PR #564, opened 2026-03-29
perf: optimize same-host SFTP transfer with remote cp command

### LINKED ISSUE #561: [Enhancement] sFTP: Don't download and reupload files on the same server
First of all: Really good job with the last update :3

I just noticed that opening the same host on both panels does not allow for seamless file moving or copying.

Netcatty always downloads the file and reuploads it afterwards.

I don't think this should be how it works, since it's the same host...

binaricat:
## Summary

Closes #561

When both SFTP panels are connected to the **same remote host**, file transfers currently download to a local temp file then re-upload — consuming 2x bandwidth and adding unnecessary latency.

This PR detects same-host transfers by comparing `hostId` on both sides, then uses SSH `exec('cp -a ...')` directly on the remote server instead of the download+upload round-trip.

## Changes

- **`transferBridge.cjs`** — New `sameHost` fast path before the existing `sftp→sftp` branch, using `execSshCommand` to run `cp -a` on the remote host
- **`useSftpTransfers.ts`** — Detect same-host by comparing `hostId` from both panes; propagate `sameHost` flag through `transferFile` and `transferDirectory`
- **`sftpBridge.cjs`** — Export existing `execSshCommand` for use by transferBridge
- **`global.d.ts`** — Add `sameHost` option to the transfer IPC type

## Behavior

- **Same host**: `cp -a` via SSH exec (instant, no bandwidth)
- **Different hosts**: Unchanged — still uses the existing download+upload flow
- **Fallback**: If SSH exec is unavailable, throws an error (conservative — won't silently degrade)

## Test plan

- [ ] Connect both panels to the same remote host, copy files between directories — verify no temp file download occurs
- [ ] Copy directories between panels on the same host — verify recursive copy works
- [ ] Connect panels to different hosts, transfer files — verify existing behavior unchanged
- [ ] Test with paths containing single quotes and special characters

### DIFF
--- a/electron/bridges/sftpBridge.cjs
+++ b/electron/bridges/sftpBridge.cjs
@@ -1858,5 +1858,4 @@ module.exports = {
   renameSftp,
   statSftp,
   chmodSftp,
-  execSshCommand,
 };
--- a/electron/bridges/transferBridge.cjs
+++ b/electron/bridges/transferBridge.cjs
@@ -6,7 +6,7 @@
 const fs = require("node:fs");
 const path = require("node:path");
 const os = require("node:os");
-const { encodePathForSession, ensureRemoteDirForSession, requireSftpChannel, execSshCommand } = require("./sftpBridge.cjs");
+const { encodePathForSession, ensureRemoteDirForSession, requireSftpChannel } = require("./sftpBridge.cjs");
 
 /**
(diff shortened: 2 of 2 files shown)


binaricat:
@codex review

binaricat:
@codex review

= What you are asked to do =
Within the listing, how many lines hold the word "bridges"? Answer with the number by itself.

= Exercise solution =
4